昨夜、卒業生のその後を調べてみたら驚いた。年に約5人は行方がわからなかったのだ。ほとんどがCクラス、平民と下位貴族だった。
優等生や高位貴族が闇堕ちとかがなかったのは幸いだった。敵にするには実力的にも権力的にも強すぎるからだ。
2人ほどBクラスだった卒業生がいるが気にしなくていい数だった。おそらく雇われでやっていると思われる。
「問題は憲兵の方だね」
カナミが切り出す。こっちは時間と睡魔のせいで調べられなかった。
「フフフ……」
「なんだ、調べたのか?」
「まぁね」
カナミは誇らしげに言う。確かにカナミが自分で動くのは珍しい。あ、昨日の備えってそれか。
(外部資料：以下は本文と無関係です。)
PR #310, opened 2015-05-18
Provide better coverage data in case of implicit exceptions

marchof:
This is an alternative approach to the PR proposed in #261. The objective is to improve covered result in case implicit exceptions are thrown by method invocations. Instead of adding a extra probe for every method invocation this PR adds probes only between source lines -- and only if the subsequent line contains at least one method invocation.

This reduces the number of extra probes needed and at the same time provides better results in case of implicit exceptions in multi-line blocks.


Godin:
For comparison

this PR:
pr-310

PR #261:
pr-261

marchof:
@Godin Nice, thx! Another useful comparison would be the total number of probes and the execution duration for a reasonable test suite.

mackerl:
I plan a testrun with this pull request this weekend. Afterwards I will give you a comparison about runtime and coverage results between the two PRs

mackerl:
Testsuite with 6000 JUnit Tests, 3 Million LoC under Test, 48% Coverage
without Coverage: 12 hours
with Coverage from Master without PR #261 29 hours
with Coverage from Master with PR #261 30 hours
with Coverage from Master with PR #310 coming soon

marchof:
@mackerl Wow, 12h for 6000 Unit-Tests? Are this actually *unit* tests? Or do you fork a VM for each test case? This would also explain why the runtime with coverage more than doubles. Jsu ta comparison: JaCoCo runs 1000 Tests with coverage in 80sec:

http://www.eclemma.org/jacoco/trunk/test/index.html

Anyways, many thanks for your ongoing feedback, very helpful!

marchof:
Here is a build for this PR: http://download.eclipselab.org/jacoco/preview/jacoco-0.7.5.201505190939.zip

mackerl:
@marchof You are welcome. A few hundred of the tests are more on the API Layer. They have a runtime from a few minutes up to one hour. We also do not mock everything - there are actually around 1000 tests involving a real Oracle or SqlServer Database, where a specific datastage is set up during the bootstrap of the Unit Test Framework. Those tests typically run up to a few minutes. Nevertheless the biggest part of our testsuite are real unit tests with a runtime of around a few milli seconds.
Thanks for the build ....  would it be an easy task for you to provide an eclemma update site, where this change in jacoco is included? Otherwise I can also do it by myself

marchof:
@mackerl Sorry, my local build infrastructure currently only allows to build EclEmma from Maven repo. Could work on this but not on short notice.

mackerl:
@marchof no problem ... i will hack maven myself again then :)

marchof:
@mackerl What counter does your coverage percentage refer to? Would be nice to know the percentages for onstructions, branches and lines separately.

marchof:
I will create a comparison for commons-collections tests tonight, camparing the following figures:

* execution time
* covered and total instructions
* covered and total branches
* covered and total lines
* total number of probes
* exec file size

Godin:
@marchof I'm wondering if possible to update your PR to display lines with exceptions as partially covered as it was done in PR #261 ? IMO this makes report in such cases more readable.

andrioli:
+1 for @Godin proposal. IMO the partially covered lines make the report more "understandable".

Godin:
Indeed - I meant "understandable", when wrote "readable" :wink: Thx for correction @andrioli

Godin:
@marchof out of [InstrumentationBenchmark](https://github.com/Godin/jacoco-benchmarks-playground/blob/master/src/main/java/org/jacoco/benchmarks/InstrumentationBenchmark.java) - comparison of "cold" performance of instrumentation of jar, supposed that offline instrumentation not much different from online ( 10 forks, 1 iteration, no warmup, JDK7u80 ) :

elasticsearch = org.elasticsearch:elasticsearch:1.1.2 , 13M
guava = com.google.guava:guava:18.0 , 2.2M
rt = rt.jar of used JVM , 60M

master:
```
  elasticsearch: 4372.632 ± 142.458 ms/op
          guava: 1763.230 ±  33.403 ms/op
             rt: 8443.019 ± 257.801 ms/op
```

this PR:
```
  elasticsearch: 4373.558 ± 106.255 ms/op
          guava: 1815.460 ±  77.315 ms/op
             rt: 8574.634 ± 435.716 ms/op
```

PR #261:
```
  elasticsearch: 4366.380 ± 167.617 ms/op
          guava: 1822.976 ± 141.603 ms/op
             rt: 8502.746 ± 291.181 ms/op
```

Note that benchmark can be improved to exclude time of jar reading, but IMO it already shows that we can forget about impact of changes on instrumentation time for both PRs.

「説明しよう! 風紀委員の情報網によると憲兵の人達は、ずばりリングと一部の実動部隊の人達が何かと関わっているらしい」
すげぇ情報網だな……。
「それ以外には関係ないと?」
「そゆこと」
保安部全体がグルになってはいないようだ。
「ネグルさん、どうしますか? 憲兵団の上層部に会えば保護してくれると思いますけど」
「そうでございますね……」
とは言ったもののネグルさんを狙う連中の膝下に行かせるのも野暮なものだろう。かと言ってここが絶対に安全な場所だとは言いがたい。
「司令部に行こうと思います」
「……そうですか」
何か見落としてないか? 嫌な予感がするぞ、よく考えろ。
危険性はなんだ? 裏組織か? 憲兵団か? 風紀部か? 疑心暗鬼になり過ぎるのはよくない。
裏組織は確実に敵だ。……この際もう敵でいいだろう。
憲兵団はカナミが言うにはリングを含む一部の保安部だ。司令部や司法部に裏組織につながってる奴はいないのか?
風紀部は保安部の下に位置するようなものだから保安部に敵がいるのなら風紀部を抑えることは可能だ。風紀部もグルだった場合、オレ達はもうどこまで情報を手に入れたかバレてる。バレてない情報はネグルさんの居場所くらいだ。
クソッ、何を信じていいのかわからない。
「絶対に信じられるものだけを信じればいいんだよ」
そう言ってオレに優しく微笑むのはカナミだった。こいつはどこまでもオレの心を読み取るんだな。
「本当に信じられるもの……」
それはオレ自身とカナミ、ネグルさん――シグルはこれ以上巻き込む訳にはいかない。
「3人しかいない」
これではあまりにも無力だ。
「3人で出来ることを考えればいいんだよ」
3人で出来ること。3……。三――そこで思い出したのは第三型式の魔法術式だった。相手からの魔法を別の形で自分の魔法に使う魔法。
途端、一気にパズルがつながっていく感じがした。たくさんピースがあると組み立ては難しいがピースが少なければ組み立てやすい。だからこそ一気につながった。
「もっと簡単に考えれば良かったな」
オレは微笑む。きっとろくな笑みじゃないだろう。これから言う案はそんなものだ。
「これはきっと妙案が浮かんだんだね」
カナミは期待する。
「是非ともお聞かせください」
ネグルさんも期待している。だがそんなにいい案だとは思わないで欲しい。
「まず――」
説明に説明を重ねる。3人が別行動になるからだ。確認は最初で最後、今ここで済ませておきたい。
「――とまぁこんな感じだ」
「恐ろしいですね」
ネグルさんは驚いている。何せネグルさんが1番危険で重要だからだ。失敗したらもうどうしようもない。
「わたしはいいよ」
カナミは別にいいらしい。
「ネグルさん、引き受けてくれますか?」
オレはネグルさんに確認する。
「シロン様がこれでいいとおっしゃるのならそれで構いません。私は助けられている立場ですので」
「わかりました、ボクの作戦でいきましょう」
2日後、ネグルさんは司令部に保護された。